What's good gas mileage? 30 mpg? 40 mpg? The 50-mpg combined rating of the 2011 Toyota Prius, the most fuel-efficient car sold in the U.S. this year?
Nah. How about 261 miles per gallon? Or, for the Europeans in the house, a mere 24 grams of carbon dioxide per kilometer.
You heard right. The Volkswagen XL1 plug-in hybrid concept shown here, being launched at the Quatar Motor Show this week, achieves a fuel efficiency of 0.9 liters per 100 km, which for North Americans translates to a bit more than 260 mpg.
Designed to build
It's the third iteration of VW's "1-Litre Car" project, which has now spanned almost a decade.
And this one, says the company, is designed so that it could practically be manufactured if there proves to be a market for such a hyper-economical two-seat car.
UPDATE: Just prior to the media launch in Qatar, VW Chairman Ferdinand Piech told reporters the company would build a small run of XL1s, starting in 2013. Initial models will go to Germany and then other European countries. The U.S. and China will follow. Another VW executive said total production volume could be as low as 100 units, however.

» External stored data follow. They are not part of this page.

PR #8181, opened 2021-07-28
Various maxmind_acl fixes

ezelkow1:
- Add a check for non-nullptr client addr
 - Add null termination for iso_codes. They are stored unterminated in the database so to properly
   lookup in the map we need to terminate ourselves

These should probably also be backported to 9.1 since the plugin also exists there

### DIFF
--- a/plugins/experimental/maxmind_acl/mmdb.cc
+++ b/plugins/experimental/maxmind_acl/mmdb.cc
@@ -406,6 +406,15 @@ Acl::eval(TSRemapRequestInfo *rri, TSHttpTxn txnp)
 {
   bool ret = default_allow;
   int mmdb_error;
+
+  auto sockaddr = TSHttpTxnClientAddrGet(txnp);
+
+  if (sockaddr == nullptr) {
+    TSDebug(PLUGIN_NAME, "Err during TsHttpClientAddrGet, nullptr returned");
+    ret = false;
+    return ret;
+  }
+
   MMDB_lookup_result_s result = MMDB_lookup_sockaddr(&_mmdb, TSHttpTxnClientAddrGet(txnp), &mmdb_error);
 
   if (MMDB_SUCCESS != mmdb_error) {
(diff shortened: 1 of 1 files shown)


plugins/experimental/maxmind_acl/mmdb.cc
```diff
@@ -498,8 +507,11 @@ Acl::eval_country(MMDB_entry_data_s *entry_data, const char *path, int path_len)
   bool ret     = false;
   bool allow   = default_allow;
   char *output = nullptr;
-  output       = static_cast<char *>(malloc((sizeof(char) * entry_data->data_size)));
+
+  // We need to null terminate the iso_code ourselves, they are unterminated in the DBs
+  output = (char *)malloc((sizeof(char) * (entry_data->data_size + 1)));
```
randall, line 512: can this be changed back to the static_cast?

plugins/experimental/maxmind_acl/mmdb.cc
```diff
@@ -406,6 +406,15 @@ Acl::eval(TSRemapRequestInfo *rri, TSHttpTxn txnp)
...
   int mmdb_error;
+
+  auto sockaddr = TSHttpTxnClientAddrGet(txnp);
+
+  if (sockaddr == nullptr) {
+    TSDebug(PLUGIN_NAME, "Err during TsHttpClientAddrGet, nullptr returned");
+    ret = false;
+    return ret;
+  }
+
```
ywkaras, line 417: I think you meant to change the next line to use sockaddr instead of calling TSHttpTxnClientAddrGet() again.

plugins/experimental/maxmind_acl/mmdb.cc
ezelkow1: yea, these are just things im porting over from our 8.1.x branch for this as we've fixed things, and I think my editor may have stripped that out, Ill add it back

plugins/experimental/maxmind_acl/mmdb.cc
ezelkow1: ahh, yes, thanks, was a quick copy pasta over from 8x

ywkaras (approved):

PR #8182, opened 2021-07-28
Revert "Remove UnixNetVConnection::startEvent - not actually called."

tomoatan:
Reverts #7596

In #7596, UnixNetVConnection::startEvent was removed but it's necessary in UnixNetProcessor::connect_re_internal.
In the following code, UnixNetVConnection is scheduled if some mutexes can't be locked.
https://github.com/apache/trafficserver/blob/84cf02e6d87377d68cce8f687f6c001bc43aea47/iocore/net/UnixNetProcessor.cc#L240-L254

In this case, UnixNetVConnection::startEvent is appropriate as a handler
because UnixNetVConnection is scheduled to execute UnixNetVConnection::connectUp.
Before #7596, UnixNetVConnection::startEvent was set as a handler in constructor, so I revert it.

### DIFF
--- a/iocore/net/P_QUICNetVConnection.h
+++ b/iocore/net/P_QUICNetVConnection.h
@@ -168,6 +168,7 @@ public:
   int connectUp(EThread *t, int fd) override;
 
   // QUICNetVConnection
+  int startEvent(int event, Event *e);
   int state_pre_handshake(int event, Event *data);
   int state_handshake(int event, Event *data);
   int state_connection_established(int event, Event *data);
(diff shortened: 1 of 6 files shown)


randall:
[approve ci]

bneradt:
I’m on PTO and away from my computer right now. But I see that clang analyzer fails with this. @SolidWallOfCode  and I looked at the report a few months ago and that’s why we initially removed this code (to address it). We convinced ourselves that it was not called.  But apparently this code can’t be removed. We’ll  have to figure out how to fix the analyzer issue another way apparently.

masaori335:
#8184 has the commit from @tomoatan and the clang-analyzer fix. Thanks!

PR #7885, opened 2021-05-26
Close connection after every bad request for HTTP/1.1

shinrich:

PR #8189, opened 2021-07-29
Minor updates to HTTP version validation

bryancall:
Renamed the functions to be more explicit about only supporting HTTP/1.x
Changed the version check to be only a logic statement

This is a update to #7875

I would like to pull #7875 into the 9.1.x branch because we right now have an autest for testing invalid versions and it is failing right now (because of #7885).  However, @zwoop and I didn't like the function names.

### DIFF
--- a/proxy/hdrs/HTTP.cc
+++ b/proxy/hdrs/HTTP.cc
@@ -633,26 +633,23 @@ http_hdr_type_set(HTTPHdrImpl *hh, HTTPType type)
   -------------------------------------------------------------------------*/
 
 bool
-is_version_supported(const uint8_t major, const uint8_t minor)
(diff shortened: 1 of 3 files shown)


shinrich:
Seems ok.  Since the HttpSM currently only manipulates HTTP/1.x headers the original more generic name made some sense.  Currently for HTTP/2 (and I assume HTTP/3) the headers are translated to HTTP/1.x before they are passed from the ProxyTransaction to the HttpSM. Hopefully that translation disappears at some point.  Then the naming will need to be reconsidered (and the function will need to be expanded).

masaori335 (approved):
Looks good. As @shinrich pointed, we'll need to revisit in the future. But it's good for now.

bryancall:
Cherry picked to 9.1.x

PR #8191, opened 2021-07-30
Fix error connection logging crash

shinrich:
If unmapped_url is not set, the code that logs a connection failure will crash.  We had this reported by a customer using a plugin which meant no remap rule was traversed.  This fix addressed their issue.

This code was brought in PR #7757, so any branch with that change also needs this change.


bneradt:
Looks good to me.

randall (approved):

PR #8201, opened 2021-08-03
Fix H2 logic when setting EOS flag on DATA frame

shinrich:
Noticed this while debugging HTTP2 to origin.  stream->update_sent_count() updates the write_vio.ndone.  But in the original code this update is done after the stream->is_write_vio_done() check is made to determine whether the EOS flag should be set.  The EOS flag will only be set if the payload is 0.

I would think this would have caused problems quite a lot of the time.  Generally showing up as timeouts as the client waits forever for the EOS flag after receiving all the data.

### DIFF
--- a/proxy/http2/Http2ConnectionState.cc
+++ b/proxy/http2/Http2ConnectionState.cc
@@ -1677,6 +1677,8 @@ Http2ConnectionState::send_a_data_frame(Http2Stream *stream, size_t &payload_len
     payload_length = 0;
   }
 
+  stream->update_sent_count(payload_length);
+
   // Are we at the end?
   // If we return here, we never send the END_STREAM in the case of a early terminating OS.
   // OK if there is no body yet. Otherwise continue on to send a DATA frame and delete the stream
@@ -1700,8 +1702,6 @@ Http2ConnectionState::send_a_data_frame(Http2Stream *stream, size_t &payload_len
 
   Http2DataFrame data(stream->get_id(), flags, resp_reader, payload_length);
   this->ua_session->xmit(data, flags & HTTP2_FLAGS_DATA_END_STREAM);
-
-  stream->update_sent_count(payload_length);
 
   if (flags & HTTP2_FLAGS_DATA_END_STREAM) {
     Http2StreamDebug(ua_session, stream->get_id(), "END_STREAM");
--- a/proxy/http2/Http2ConnectionState.cc
+++ b/proxy/http2/Http2ConnectionState.cc
@@ -1688,7 +1688,7 @@ Http2ConnectionState::send_a_data_frame(Http2Stream *stream, size_t &payload_len
     return Http2SendDataFrameResult::NO_PAYLOAD;
   }
 
-  if (stream->is_write_vio_done() && !resp_reader->is_read_avail_more_than(0)) {
+  if (stream->is_write_vio_done()) {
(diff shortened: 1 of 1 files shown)


shinrich:
[ci approve clang-analyzer]

shinrich:
[approve ci clang-analyzer]

shinrich:
[approve ci clang-analyzer]

bryancall:
@masaori335 is going to look at it

proxy/http2/Http2ConnectionState.cc
```diff
@@ -1677,6 +1677,8 @@ Http2ConnectionState::send_a_data_frame(Http2Stream *stream, size_t &payload_len
     payload_length = 0;
   }
 
+  stream->update_sent_count(payload_length);
```
masaori335, line 1680: The condition of setting END_STREAM flag is `stream->is_write_vio_done() && !resp_reader->is_read_avail_more_than(0)`  (line 1691).

This change affects the first condition but has no effect on the second condition.

masaori335:
> I would think this would have caused problems quite a lot of the time. Generally showing up as timeouts as the client waits forever for the EOS flag after receiving all the data.

I think we're not seeing this issue because of sending the pure END_STREAM DATA frame (length 0).

proxy/http2/Http2ConnectionState.cc
shinrich: Correct.  Assuming there is no more data to read, then promoting the update_sent_count() will cause both cases on the test on line 1691 to be true.

shinrich:
True, the empty EOS data frames are probably saving us.  However, it seems better to sent the EOS on the last data frame rather than sending an empty data frame just for the EOS flag.

proxy/http2/Http2ConnectionState.cc
masaori335: I'm +1 to set the EOS flag when it's possible. But I can't imagine there're no more data to read but `payload_length` is not 0 because of this logic.

```
1663   if (resp_reader->is_read_avail_more_than(0)) {
...
1676   } else {
1677     payload_length = 0;
1678   }
```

Looking like nothing so much as an updated and crisper version of the legendary GM EV1, the XL1 has a long tapered tail, rear wheel spats, and a steeply raked windscreen. VW's aerodynamicists follow the same laws of physics as GM's did, and they managed to eke out a drag coefficient of 0.186.
Half a diesel
Its powertrain is a tiny 0.8-liter two-cylinder TDI turbodiesel producing 47 horsepower--essentially half of a Volkswagen 1.6-liter diesel four. It is paired to a 20-kilowatt electric motor powered by a lithium-ion battery pack (of unspecified capacity) and a seven-speed direct-shift gearbox (DSG).
VW quotes an all-electric range of up to 22 miles, and a top speed limited to 100 mph. Acceleration from 0 to 62 mph takes 11.9 seconds, tolerable by European standards. .
The body is made of carbon-fiber reinforced polymer (CFRP), using techniques similar to those for Formula 1 racecar tubs.Total vehicle weight is just 1,750 pounds, and that includes the full gamut of safety structures and protection equipment found in any modern vehicle.
Aluminum, ceramic, magnesium
The XL1 is packed with weight- and energy-saving technology, from the LED lights to the aluminum structural and suspension members, ceramic brake disks, and magnesium wheels.
VW's first project along these lines was the 1-Litre Car concept of 2002. Then, in 2009, it showed the L1, an evolution of that theme. The XL1 is clearly a thinly disguised production prototype, launched to gauge market reaction to a car this green that isn't a battery electric vehicle.
More for Europeans?
This is likely to be a car more for European buyers than for North Americans, where cars are larger and two-seaters have never been more than a tiny fraction of the market.
It is also likely to be hugely expensive, as BMW's somewhat similar carbon-fiber MegaCity all-electric urban car will be.
What's your reaction to the Volkswagen XL1? Would you buy it over a two-seat electric car, especially if it had a lower overall carbon footprint than the electric?